Tag Archives: Joe Strummer

A change has gotta come

4 Jul

It’s been hard to post lately. My get up and go … got up and went.

I kind of ran out of gas when confronted by mounting evidence that rock and roll is becoming a dead language. Sure, I can listen to Greta Van Fleet and marvel at how much those kids from Frankenmuth, Michigan sound just like Led Zeppelin, but that isn’t moving the genre forward. My idols were back in the news for the wrong reasons. Prince and Tom Petty had more in common than that glorious version of “While My Guitar Gently Weeps” at the Rock & Roll Hall of Fame induction ceremony: both were felled by fentanyl taken to ease the pain of their screwed-up hips after decades on the road. Plus, my iPod – the power source for my astoundingly superior musical taste – is spinning its last. Its obsolescence is a gloomy metaphor for the state of the art form.

Jonathan Van Ness kitty pic

The real Kleenex moment this episode: Jonathan petting baby kitties! SQUEE!

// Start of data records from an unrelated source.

PR #62, opened 2026-04-08
gdb.rocm: replace hipcc with amdclang++ as the HIP compiler

spatrang:
## Motivation

The GDB testsuite uses `hipcc` for HIP compiler discovery, naming, and
documentation. `hipcc` is deprecated and will be removed at some point, so this
switches the testsuite over to `amdclang++`.

### Compiler discovery (`lib/future.exp`)
- Look for `amdclang++` under `$ROCM_PATH/lib/llvm/bin` instead of `hipcc`.
- Rename `HIPCC_FOR_TARGET` to `HIP_COMPILER_FOR_TARGET` (the environment
  override).
- Rename `gdb_find_hipcc` / `find_hipcc` to `gdb_find_hip_compiler` /
  `find_hip_compiler`.

### Compile and link flags (`lib/gdb.exp`, `boards/hip.exp`)
- `amdclang++` does not infer the input language from the file extension, so
  tag each input explicitly: `-x hip` before C/C++/HIP sources and `-x none`
  before object files/archives. A single invocation can then handle a mix of
  sources and objects (e.g. `set_unbuffered_mode.o` / `hip-driver.o` injected
  via `ldflags`).
- Pass `--hip-link` only when producing an executable.
- Pass `--rocm-path` only when `ROCM_PATH` is set; otherwise defer to
  `amdclang++`'s own HIP discovery.
- Drop the explicit `-O0` (`amdclang++` already defaults to `-O0`).
- `amdclang++` is clang-based and accepts `-fdiagnostics-color`, so stop
  skipping it for HIP; this keeps color escape sequences out of `gdb.log`.

### Testcases
- Rename `allow_hipcc_tests` to `allow_hip_tests` in `lib/rocm.exp`,
  `boards/hip.exp`, and all `gdb.rocm/` and `gdb.perf/` testcases.
- Replace `hipcc`'s `--genco` with `amdclang++`'s `--cuda-device-only` in the
  two code-object tests (`code-object-load-while-breakpoint-hit.exp`,
  `snapshot-objfile-on-load.exp`).

### Documentation (`gdb/doc/gdb.texinfo`)
- Update the example compile command to `amdclang++ -x hip --hip-link ...`,
  keeping the note about the equivalent `hipcc` invocation.

### DIFF
--- a/gdb/testsuite/boards/hip.exp
+++ b/gdb/testsuite/boards/hip.exp
@@ -302,6 +302,10 @@ proc gdb_compile {source dest type options} {
 	#    '-mllvm -amdgpu-spill-cfi-saved-regs'
 	#    [-Wunused-command-line-argument]
 	#
+	# Pass --rocm-path explicitly so amdclang++ can locate the HIP
+	# headers and device libraries when it's invoked from the board
+	# via PATH rather than an absolute path.  rocm_path comes from
+	# rocm.exp and defaults to /opt/rocm if ROCM_PATH is not set.
 	global rocm_path
 	set hip_options "early_flags=\
 			 --rocm-path=$rocm_path\
--- a/gdb/testsuite/boards/hip.exp
+++ b/gdb/testsuite/boards/hip.exp
@@ -302,7 +302,9 @@ proc gdb_compile {source dest type options} {
 	#    '-mllvm -amdgpu-spill-cfi-saved-regs'
 	#    [-Wunused-command-line-argument]
 	#
+	global rocm_path
 	set hip_options "early_flags=\
+			 --rocm-path=$rocm_path\
 			 -O0\
 			 -std=gnu++11\
 			 -fgpu-rdc\
@@ -377,6 +379,7 @@ proc gdb_compile {source dest type options} {
 		lappend options "ldflags=$gdb_saved_hip_driver_obj"
 
 		lappend options $hip_options
+		lappend options "early_flags=--hip-link"
 
 		# All compiled.  Now link, and we're done.
 		return [hip_org_gdb_compile $source $dest $type $options]
@@ -422,6 +425,7 @@ proc gdb_compile {source dest type options} {
 	    }
 
 	    lappend options $hip_options
+	    lappend options "early_flags=-x hip"
 	}
     }
     hip_org_gdb_compile $source $dest $type $options
--- a/gdb/testsuite/boards/hip.exp
+++ b/gdb/testsuite/boards/hip.exp
@@ -15,7 +15,7 @@
 # along with this program.  If not, see <http://www.gnu.org/licenses/>.
 
 # This file is a dejagnu "board file" and is used to run the testsuite
-# against C/C++ device code compiled with hipcc.
+# against C/C++ device code compiled with amdclang++ (HIP).
 #
 # Example usage:
 #  bash$ make check RUNTESTFLAGS='--target_board=hip'
@@ -80,8 +80,8 @@ load_lib rocm.exp
 load_generic_config "unix"
 process_multilib_options ""
 
-set_board_info compiler [find_hipcc]
-set_board_info c++compiler [find_hipcc]
+set_board_info compiler [find_hip_compiler]
+set_board_info c++compiler [find_hip_compiler]
 
 set_board_info gdb,cannot_call_functions 1
 
@@ -149,8 +149,16 @@ proc skip_opencl_tests {} {
 # Yup, we don't want to run the gdb.rocm/ tests against this board.
 # That would be kind of recursive.  Those tests really expect that
 # "main()" is host code and start kernels themselves.
-proc allow_hipcc_tests {} {
+proc allow_hip_tests {} {
     return 0
+}
+
+# Backwards compatibility alias.  The testsuite previously used
+# allow_hipcc_tests when hipcc was the HIP compiler wrapper.  Keep
+# this alias so that any out-of-tree board files or scripts that
+# reference the old name continue to work.
+proc allow_hipcc_tests {} {
+    return [allow_hip_tests]
 }
 
 # Override this to fail faster.  If we let the default run, tests
@@ -271,10 +279,14 @@ proc gdb_compile {source dest type options} {
 
 	# We need:
 	#
-	# . explicit -O0, because hipcc optimizes by default.
+	# . explicit -O0, because the legacy hipcc wrapper optimized by
+	#   default.  amdclang++ does not, but we keep -O0 explicit for
+	#   clarity and to stay safe if defaults ever change.
 	#
-	# . -std=gnu++11 because hipcc defaults to -std=c++11, and
-	#   some testcases assume GNU extensions.
+	# . -std=gnu++11 because the legacy hipcc wrapper defaulted to
+	#   -std=c++11, and some testcases assume GNU extensions.
+	#   amdclang++ defaults to a later standard but we keep this
+	#   for consistency.
 	#
 	# . -fgpu-rdc enables separate compilation mode, so we can
 	#   compile the kernel from multiple translation units.
@@ -303,7 +315,7 @@ proc gdb_compile {source dest type options} {
 	} elseif {[info exists CC_FOR_TARGET]} {
 	    set compiler $CC_FOR_TARGET
 	}
-	if {[string first "hipcc" $compiler] != -1} {
+	if {[string first "amdclang++" $compiler] != -1} {
 
 	    # Remove "c++" from the options when linking, otherwise we
 	    # would get:
--- a/gdb/testsuite/boards/hip.exp
+++ b/gdb/testsuite/boards/hip.exp
@@ -15,7 +15,7 @@
 # along with this program.  If not, see <http://www.gnu.org/licenses/>.
 
 # This file is a dejagnu "board file" and is used to run the testsuite
-# against C/C++ device code compiled with hipcc.
+# against C/C++ device code compiled with amdclang++ (HIP).
 #
 # Example usage:
 #  bash$ make check RUNTESTFLAGS='--target_board=hip'
@@ -80,8 +80,8 @@ load_lib rocm.exp
 load_generic_config "unix"
 process_multilib_options ""
 
-set_board_info compiler [find_hipcc]
-set_board_info c++compiler [find_hipcc]
+set_board_info compiler [find_hip_compiler]
+set_board_info c++compiler [find_hip_compiler]
 
 set_board_info gdb,cannot_call_functions 1
 
@@ -149,7 +149,7 @@ proc skip_opencl_tests {} {
 # Yup, we don't want to run the gdb.rocm/ tests against this board.
 # That would be kind of recursive.  Those tests really expect that
 # "main()" is host code and start kernels themselves.
-proc allow_hipcc_tests {} {
+proc allow_hip_tests {} {
     return 0
 }
 
@@ -271,10 +271,7 @@ proc gdb_compile {source dest type options} {
 
 	# We need:
 	#
-	# . explicit -O0, because hipcc optimizes by default.
-	#
-	# . -std=gnu++11 because hipcc defaults to -std=c++11, and
-	#   some testcases assume GNU extensions.
+	# . -std=gnu++11 because some testcases rely on GNU extensions.
 	#
 	# . -fgpu-rdc enables separate compilation mode, so we can
 	#   compile the kernel from multiple translation units.
@@ -290,8 +287,15 @@ proc gdb_compile {source dest type options} {
 	#    '-mllvm -amdgpu-spill-cfi-saved-regs'
 	#    [-Wunused-command-line-argument]
 	#
-	set hip_options "early_flags=\
-			 -O0\
+	# When ROCM_PATH is set in the environment, pass --rocm-path
+	# so amdclang++ uses that specific ROCm install for HIP.
+	# When unset, let amdclang++ auto-discover (parent of its own
+	# LLVM dir, falling back on /opt/rocm).
+	set rocm_path_arg ""
+	if {[info exists ::env(ROCM_PATH)] && $::env(ROCM_PATH) ne ""} {
+	    set rocm_path_arg "--rocm-path=$::env(ROCM_PATH)"
+	}
+	set hip_options "early_flags=$rocm_path_arg\
 			 -std=gnu++11\
 			 -fgpu-rdc\
 			 -mllvm -amdgpu-spill-cfi-saved-regs\
@@ -303,7 +307,7 @@ proc gdb_compile {source dest type options} {
 	} elseif {[info exists CC_FOR_TARGET]} {
 	    set compiler $CC_FOR_TARGET
 	}
-	if {[string first "hipcc" $compiler] != -1} {
+	if {[string first "amdclang++" $compiler] != -1} {
 
 	    # Remove "c++" from the options when linking, otherwise we
 	    # would get:
@@ -362,9 +366,13 @@ proc gdb_compile {source dest type options} {
 		    # original may be automatically deleted.
 		    remote_download host $hip_driver_obj $gdb_saved_hip_driver_obj
 		}
-		lappend options "ldflags=$gdb_saved_hip_driver_obj"
+		# Prefix "-x none" so amdclang++ does not treat the
+		# driver .o as HIP source (the preceding inputs on
+		# the command line are .cpp tagged "-x hip").
+		lappend options "ldflags=-x none $gdb_saved_hip_driver_obj"
 
 		lappend options $hip_options
+		lappend options "early_flags=--hip-link"
 
 		# All compiled.  Now link, and we're done.
 		return [hip_org_gdb_compile $source $dest $type $options]
@@ -410,6 +418,7 @@ proc gdb_compile {source dest type options} {
 	    }
 
 	    lappend options $hip_options
+	    lappend options "early_flags=-x hip"
 	}
     }
     hip_org_gdb_compile $source $dest $type $options
--- a/gdb/testsuite/lib/future.exp
+++ b/gdb/testsuite/lib/future.exp
@@ -121,20 +121,28 @@ proc gdb_find_rustc {} {
     return $rustc
 }
 
-proc gdb_find_hipcc {} {
+proc gdb_find_hip_compiler {} {
     global tool_root_dir
     if {![is_remote host]} {
-	set hipcc [lookfor_file $tool_root_dir hipcc]
-	if {$hipcc eq "" && [info exists ::env(ROCM_PATH)]} {
-	    set hipcc [lookfor_file $::env(ROCM_PATH)/bin hipcc]
+	set compiler [lookfor_file $tool_root_dir amdclang++]
+	if {$compiler eq "" && [info exists ::env(ROCM_PATH)]} {
+	    set compiler [lookfor_file $::env(ROCM_PATH)/llvm/bin amdclang++]
 	}
-	if {$hipcc eq ""} {
-	    set hipcc hipcc
+	if {$compiler eq ""} {
+	    set compiler [lookfor_file /opt/rocm/llvm/bin amdclang++]
+	}
+	if {$compiler eq ""} {
+	    set compiler amdclang++
 	}
     } else {
-	set hipcc ""
+	set compiler ""
     }
-    return $hipcc
+    return $compiler
+}
+
+# Backwards compatibility alias.
+proc gdb_find_hipcc {} {
+    return [gdb_find_hip_compiler]
 }
 
 proc gdb_find_ldd {} {
@@ -343,7 +351,7 @@ proc gdb_default_target_compile_1 {source destfile type options} {
 	    if {[board_info $dest exists hipcompiler]} {
 		set compiler [target_info hipcompiler]
 	    } else {
-		set compiler [find_hipcc]
+		set compiler [find_hip_compiler]
 	    }
 	}
 
@@ -409,6 +417,7 @@ proc gdb_default_target_compile_1 {source destfile type options} {
     global GO_FOR_TARGET
     global GO_LD_FOR_TARGET
     global RUSTC_FOR_TARGET
+    global HIP_COMPILER_FOR_TARGET
     global HIPCC_FOR_TARGET
 
     if {[info exists GNATMAKE_FOR_TARGET]} {
@@ -456,7 +465,11 @@ proc gdb_default_target_compile_1 {source destfile type options} {
 	}
     }
 
-    if {[info exists HIPCC_FOR_TARGET]} {
+    if {[info exists HIP_COMPILER_FOR_TARGET]} {
+	if {$compiler_type == "hip"} {
+	    set compiler $HIP_COMPILER_FOR_TARGET
+	}
+    } elseif {[info exists HIPCC_FOR_TARGET]} {
 	if {$compiler_type == "hip"} {
 	    set compiler $HIPCC_FOR_TARGET
 	}
@@ -762,12 +775,20 @@ if {[info procs find_rustc] == ""} {
     rename gdb_find_rustc ""
 }
 
-if {[info procs find_hipcc] == ""} {
-    rename gdb_find_hipcc find_hipcc
+if {[info procs find_hip_compiler] == ""} {
+    rename gdb_find_hip_compiler find_hip_compiler
     set use_gdb_compile(hip) 1
     gdb_note [join [list $note_prefix "HIP" $note_suffix] ""]
 } else {
-    rename gdb_find_hipcc ""
+    rename gdb_find_hip_compiler ""
+}
+
+# Backwards compatibility: provide find_hipcc as an alias that always
+# delegates to find_hip_compiler (which is guaranteed to exist at this
+# point, either from the rename above or from an external definition).
+catch {rename gdb_find_hipcc ""}
+if {[info procs find_hipcc] == ""} {
+    proc find_hipcc {} { return [find_hip_compiler] }
 }
 
 # If dejagnu's default_target_compile is missing support for any language,
--- a/gdb/testsuite/lib/future.exp
+++ b/gdb/testsuite/lib/future.exp
@@ -121,20 +121,20 @@ proc gdb_find_rustc {} {
     return $rustc
 }
 
-proc gdb_find_hipcc {} {
+proc gdb_find_hip_compiler {} {
     global tool_root_dir
     if {![is_remote host]} {
-	set hipcc [lookfor_file $tool_root_dir hipcc]
-	if {$hipcc eq "" && [info exists ::env(ROCM_PATH)]} {
-	    set hipcc [lookfor_file $::env(ROCM_PATH)/bin hipcc]
+	set compiler [lookfor_file $tool_root_dir amdclang++]
+	if {$compiler eq "" && [info exists ::env(ROCM_PATH)]} {
+	    set compiler [lookfor_file $::env(ROCM_PATH)/lib/llvm/bin amdclang++]
 	}
-	if {$hipcc eq ""} {
-	    set hipcc hipcc
+	if {$compiler eq ""} {
+	    set compiler amdclang++
 	}
     } else {
-	set hipcc ""
+	set compiler ""
     }
-    return $hipcc
+    return $compiler
 }
 
 proc gdb_find_ldd {} {
@@ -343,7 +343,7 @@ proc gdb_default_target_compile_1 {source destfile type options} {
 	    if {[board_info $dest exists hipcompiler]} {
 		set compiler [target_info hipcompiler]
 	    } else {
-		set compiler [find_hipcc]
+		set compiler [find_hip_compiler]
 	    }
 	}
 
@@ -409,7 +409,7 @@ proc gdb_default_target_compile_1 {source destfile type options} {
     global GO_FOR_TARGET
     global GO_LD_FOR_TARGET
     global RUSTC_FOR_TARGET
-    global HIPCC_FOR_TARGET
+    global HIP_COMPILER_FOR_TARGET
 
     if {[info exists GNATMAKE_FOR_TARGET]} {
 	if { $compiler_type == "ada" } {
@@ -456,9 +456,9 @@ proc gdb_default_target_compile_1 {source destfile type options} {
 	}
     }
 
-    if {[info exists HIPCC_FOR_TARGET]} {
+    if {[info exists HIP_COMPILER_FOR_TARGET]} {
 	if {$compiler_type == "hip"} {
-	    set compiler $HIPCC_FOR_TARGET
+	    set compiler $HIP_COMPILER_FOR_TARGET
 	}
     }
 
@@ -762,12 +762,12 @@ if {[info procs find_rustc] == ""} {
     rename gdb_find_rustc ""
 }
 
-if {[info procs find_hipcc] == ""} {
-    rename gdb_find_hipcc find_hipcc
+if {[info procs find_hip_compiler] == ""} {
+    rename gdb_find_hip_compiler find_hip_compiler
     set use_gdb_compile(hip) 1
     gdb_note [join [list $note_prefix "HIP" $note_suffix] ""]
 } else {
-    rename gdb_find_hipcc ""
+    rename gdb_find_hip_compiler ""
 }
 
 # If dejagnu's default_target_compile is missing support for any language,
--- a/gdb/testsuite/lib/future.exp
+++ b/gdb/testsuite/lib/future.exp
@@ -126,10 +126,7 @@ proc gdb_find_hip_compiler {} {
     if {![is_remote host]} {
 	set compiler [lookfor_file $tool_root_dir amdclang++]
 	if {$compiler eq "" && [info exists ::env(ROCM_PATH)]} {
-	    set compiler [lookfor_file $::env(ROCM_PATH)/llvm/bin amdclang++]
-	}
-	if {$compiler eq ""} {
-	    set compiler [lookfor_file /opt/rocm/llvm/bin amdclang++]
+	    set compiler [lookfor_file $::env(ROCM_PATH)/lib/llvm/bin amdclang++]
 	}
 	if {$compiler eq ""} {
 	    set compiler amdclang++
@@ -138,11 +135,6 @@ proc gdb_find_hip_compiler {} {
 	set compiler ""
     }
     return $compiler
-}
-
-# Backwards compatibility alias.
-proc gdb_find_hipcc {} {
-    return [gdb_find_hip_compiler]
 }
 
 proc gdb_find_ldd {} {
@@ -776,14 +768,6 @@ if {[info procs find_hip_compiler] == ""} {
     gdb_note [join [list $note_prefix "HIP" $note_suffix] ""]
 } else {
     rename gdb_find_hip_compiler ""
-}
-
-# Backwards compatibility: provide find_hipcc as an alias that always
-# delegates to find_hip_compiler (which is guaranteed to exist at this
-# point, either from the rename above or from an external definition).
-catch {rename gdb_find_hipcc ""}
-if {[info procs find_hipcc] == ""} {
-    proc find_hipcc {} { return [find_hip_compiler] }
 }
 
 # If dejagnu's default_target_compile is missing support for any language,
--- a/gdb/testsuite/lib/future.exp
+++ b/gdb/testsuite/lib/future.exp
@@ -418,7 +418,6 @@ proc gdb_default_target_compile_1 {source destfile type options} {
     global GO_LD_FOR_TARGET
     global RUSTC_FOR_TARGET
     global HIP_COMPILER_FOR_TARGET
-    global HIPCC_FOR_TARGET
 
     if {[info exists GNATMAKE_FOR_TARGET]} {
 	if { $compiler_type == "ada" } {
@@ -468,10 +467,6 @@ proc gdb_default_target_compile_1 {source destfile type options} {
     if {[info exists HIP_COMPILER_FOR_TARGET]} {
 	if {$compiler_type == "hip"} {
 	    set compiler $HIP_COMPILER_FOR_TARGET
-	}
-    } elseif {[info exists HIPCC_FOR_TARGET]} {
-	if {$compiler_type == "hip"} {
-	    set compiler $HIPCC_FOR_TARGET
 	}
     }
 
--- a/gdb/testsuite/lib/gdb.exp
+++ b/gdb/testsuite/lib/gdb.exp
@@ -6248,6 +6248,52 @@ proc gdb_compile {source dest type options} {
 	}
     }
 
+    # For HIP executables, amdclang++ needs -x hip to treat .cpp/.c as
+    # HIP source, but -x hip applied to a .o file makes amdclang++ try
+    # to parse the object as HIP source, which fails.  Since gdb_compile
+    # may later inject additional .o inputs (e.g. set_unbuffered_mode.o),
+    # we cannot safely mix any source files with any .o inputs in a
+    # single amdclang++ invocation.  To avoid that, pre-compile each
+    # source file to its own .o first (with -x hip), then recurse with
+    # an all-.o source list.  The recursive call will not add -x hip
+    # and the final link will work correctly.
+    if {[lsearch -exact $options hip] != -1
+	&& $type eq "executable"
+	&& [lsearch -exact $options getting_compiler_info] == -1} {
+	set has_source 0
+	foreach src $source {
+	    set ext [file extension $src]
+	    if {$ext ne ".o" && $ext ne ".a"} {
+		set has_source 1
+		break
+	    }
+	}
+	if {$has_source} {
+	    set new_source {}
+	    set idx 0
+	    foreach src $source {
+		set ext [file extension $src]
+		if {$ext eq ".o" || $ext eq ".a"} {
+		    lappend new_source $src
+		} else {
+		    # Include an index in the temp filename so that
+		    # two source files with the same basename (e.g.
+		    # dir1/foo.cpp and dir2/foo.cpp) do not collide
+		    # to the same intermediate .o.
+		    set out \
+			[standard_temp_file \
+			     ${idx}-[file tail $src].hip.o]
+		    set res [gdb_compile $src $out object $options]
+		    if {$res ne ""} {
+			return $res
+		    }
+		    lappend new_source $out
+		}
+		incr idx
+	    }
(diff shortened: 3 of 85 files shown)


gdb/testsuite/lib/gdb.exp
```diff
@@ -6269,7 +6269,7 @@ proc gdb_compile {source dest type options} {
     if {[lsearch -exact $options rust] != -1} {
 	# -fdiagnostics-color is not a rustcc option.
     } elseif {[lsearch -exact $options hip] != -1} {
-	# -fdiagnostics-color is not a hipcc option.
+	# -fdiagnostics-color is not needed for HIP compilation.
```
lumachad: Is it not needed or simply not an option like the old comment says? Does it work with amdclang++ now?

I’ve tried to assuage my ennui by binge-watching Queer Eye and slowly paging through The Sun and the Moon and the Rolling Stones, by Rich Cohen … both well worth the time, both modern takes on nostalgic favorites.

Fact is, I’ve had to turn my attentions elsewhere. In case you haven’t noticed, America’s public institutions are being threatened, vandalized and outright incinerated right now. It’s so dire, I have been driven to do something I never thought I’d do: become politically active.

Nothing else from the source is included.